Tunable Selectivity and High Efficiency of CO2 Electroreduction via Borate-Enhanced Molten Salt Electrolysis
Liangyou Hu,
Bowen Deng,
Kaifa Du,
Rui Jiang,
Yanpeng Dou,
Dihua Wang
Affiliations
Liangyou Hu
School of Resource and Environmental Sciences, Hubei International Scientific and Technological Cooperation Base of Sustainable Resource and Energy, Wuhan University, Wuhan 430072, P. R. China
Bowen Deng
School of Resource and Environmental Sciences, Hubei International Scientific and Technological Cooperation Base of Sustainable Resource and Energy, Wuhan University, Wuhan 430072, P. R. China
Kaifa Du
School of Resource and Environmental Sciences, Hubei International Scientific and Technological Cooperation Base of Sustainable Resource and Energy, Wuhan University, Wuhan 430072, P. R. China
Rui Jiang
School of Resource and Environmental Sciences, Hubei International Scientific and Technological Cooperation Base of Sustainable Resource and Energy, Wuhan University, Wuhan 430072, P. R. China
Yanpeng Dou
School of Resource and Environmental Sciences, Hubei International Scientific and Technological Cooperation Base of Sustainable Resource and Energy, Wuhan University, Wuhan 430072, P. R. China
Dihua Wang
School of Resource and Environmental Sciences, Hubei International Scientific and Technological Cooperation Base of Sustainable Resource and Energy, Wuhan University, Wuhan 430072, P. R. China; Corresponding author
Summary: Converting CO2 into value-added chemical fuels and functional materials by CO2 reduction reaction (CO2RR) is conducive to achieving a carbon-neutral energy cycle. However, it is still challenging to efficiently navigate CO2RR toward desirable products.
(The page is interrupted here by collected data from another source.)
PR #1237, opened 2026-09-16
Install the whole base bundle on server upgrade, and report what the server is running

phinze:
`miren server install` puts containerd, runc, the shim, nerdctl and ctr into `/var/lib/miren/release` beside miren, and an upgrade downloads that same base tarball. But the extractor kept only the miren entry and threw the rest away with its temp dir, so a host upgraded any number of times was still on the containerd and runc it was first installed with. The `.iso/Dockerfile` bump that moves the bundle forward only ever reached fresh installs.

The first rev makes `pkg/release` stage and install every file in the archive, miren last, with the previous bundle kept in `release/.previous/` for rollback. The server keeps running through an upgrade and its shims exec runc from that directory, so each swap is a hard-link backup plus a single rename, and the path never stops resolving. There's no new lifecycle phase: a graceful restart already stops the embedded containerd through the boot graph, and containerd 2.x re-adopts the running shims on boot, so the existing `restarting` phase brings the new containerd up under the existing sandboxes. Runner upgrades share the same code and get the same fix.

The second rev closes the loop on "did it take": the containerd boot reports the daemon and runc versions it's driving, that lands in the health endpoint's `server.components`, and the executor records it on the operation so `operations show` says what the restarted server is actually on. The systemd e2e upgrades to a bundle whose runc reports a distinctive version and checks that report after the upgrade and after a rollback, with a `ctr`-started container required to survive all of it on the same pid.

One thing for the release notes: the upgrade *to* this release is still done by the old executor, so bundle updates start applying from the upgrade after it.

Closes MIR-1842


pkg/release/installer.go
```diff
@@ -124,60 +119,243 @@ func (i *binaryInstaller) Install(ctx context.Context, downloaded *DownloadedArt
...
+	mirenBackup := i.opts.InstallPath + i.opts.BackupSuffix
+	if !i.exists(mirenBackup) && bundled == nil {
+		return fmt.Errorf("no backup found at %s", mirenBackup)
+	}
 
-	// Check if backup exists
-	if _, err := os.Stat(backupPath); err != nil {
-		return fmt.Errorf("no backup found at %s: %w", backupPath, err)
+	targetDir := filepath.Dir(i.opts.InstallPath)
+	for _, rel := range bundled {
```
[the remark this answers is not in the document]
phinze: 🤖 Took the comment route: `Rollback` now says outright that miren-last is the only ordering that matters and the bundle files go back in whatever order they are listed. For what it is worth, `filepath.WalkDir` does promise lexical order by contract, so `bundleBackups` was already deterministic; the doc comment on it now says so too.

pkg/release/installer.go
```diff
@@ -124,60 +119,243 @@ func (i *binaryInstaller) Install(ctx context.Context, downloaded *DownloadedArt
...
 func (i *binaryInstaller) Rollback(ctx context.Context) error {
-	backupPath := i.opts.InstallPath + i.opts.BackupSuffix
+	bundled, err := i.bundleBackups()
+	if err != nil {
+		return fmt.Errorf("failed to list bundle backups: %w", err)
+	}
+	mirenBackup := i.opts.InstallPath + i.opts.BackupSuffix
+	if !i.exists(mirenBackup) && bundled == nil {
+		return fmt.Errorf("no backup found at %s", mirenBackup)
+	}
```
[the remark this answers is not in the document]
phinze: 🤖 Fixed in the latest push: `HasBackup`, the `Rollback` guard, and the resume check all key on regular files under `.previous/` now (`len(bundled) > 0`), and `undo()` removes the tree once nothing is left in it, nested directories included. `TestBinaryInstaller_EmptyBackupTreeIsNoBackup` and `TestBinaryInstaller_UndoRemovesNestedBackupDirs` pin both.

pkg/release/installer.go
```diff
@@ -47,74 +47,76 @@ func NewInstaller(opts InstallOptions) Installer {
...
-	// Atomic rename from downloaded location to install path
-	if err := os.Rename(downloaded.Path, i.opts.InstallPath); err != nil {
-		// If rename fails (e.g., cross-device), fall back to copy
-		if err := i.copyFile(downloaded.Path, i.opts.InstallPath); err != nil {
-			// Restore backup if we created one
-			if backedUp {
-				i.Rollback(ctx)
-			}
-			return fmt.Errorf("failed to install binary: %w", err)
+	for _, rel := range downloaded.Bundled {
```
evanphx, line 99: :robot: Non-blocking: installation replaces files present in the new archive but does not remove files that disappeared from it; rollback likewise restores only replaced files. Future component renames or removals can therefore leave a mixed bundle. Consider a bundle manifest or explicit obsolete-file policy.

pkg/release/downloader.go
```diff
@@ -94,17 +94,18 @@ func (d *assetDownloader) Download(ctx context.Context, artifact Artifact, opts
 		}
 	}
 
-	// Extract the binary
-	binaryPath, err := d.extractTarGz(archivePath, opts.TargetDir)
+	staged, err := d.extractTarGz(archivePath, opts.TargetDir)
```
evanphx, line 97: :robot: Non-blocking: the checksum and artifact are downloaded from the same origin and the checksum is not rooted in separately trusted metadata. HTTPS covers ordinary transport corruption, but signed release metadata would provide stronger provenance against origin compromise or misconfiguration.

pkg/release/downloader.go
```diff
@@ -271,91 +272,104 @@ func (d *assetDownloader) verifyChecksum(filePath, expectedChecksum string) erro
...
+				return nil, err
 			}
-
 			outFile, err := os.Create(targetPath)
 			if err != nil {
-				return "", err
+				return nil, err
 			}
-
 			if _, err := io.Copy(outFile, tarReader); err != nil {
```
evanphx, line 346: :robot: Non-blocking: extraction rejects unsafe paths and links but has no limits on expanded bytes, entry count, or required free space. Consider archive limits and destination-space preflight so an oversized bundle cannot exhaust the temporary or destination filesystem.

evanphx (approved):
The bundle installation and rollback design has strong recovery semantics, atomic per-file replacement, integrity verification, and meaningful end-to-end coverage. The inline notes are future-proofing and hardening rather than merge blockers. Approve.

— e + :robot:

pkg/release/installer.go
phinze: 🤖 Agreed, and of the three it is the one that is a real gap in this design rather than a pre-existing one. The tarball is the only source of truth for "what is in the bundle" and we do not keep the previous one's listing, so an install cannot tell a file that was renamed away from an operator's file. Filed MIR-1889 to give the bundle an explicit file list the next install can diff against. Leaving as-is here since a stale extra binary is inert.

pkg/release/downloader.go
phinze: 🤖 Fair. That path is unchanged in this PR (the checksum has always come from the same origin as the artifact), but the bundle now carries the runtime binaries, so the blast radius of an origin compromise is bigger than it was. Filed MIR-1890 for signed release metadata; it belongs with the release pipeline rather than the installer.

pkg/release/downloader.go
phinze: 🤖 Agreed. Folded into MIR-1890 alongside the signing work since both are about trusting the artifact less: a total-bytes and entry-count cap on extraction is cheap, a free-space preflight against the destination a bit more.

Herein, we report a facile strategy to extend product species in borate-containing molten electrolyte at a positively shifted cathodic potential with a high current density (e.g. 100 mA/cm2), which can selectively electro-transform CO2 into desired products (either CO or solid carbon nanofibers, respectively reaching a high selectivity of ∼90%). The borates can act as a controller of electrolyte alkalinity to buffer the concentration of sequentially generated O2− during CO2RR, positively shifting the reduction potential of the captured CO2 and concurrently extending the product species. The sustainable buffering effect is available under CO2 atmosphere. Compared with borate-free electrolyte, the CO2 conversion efficiency is over three times higher, while the electrolysis energy consumption is decreased by over 40%.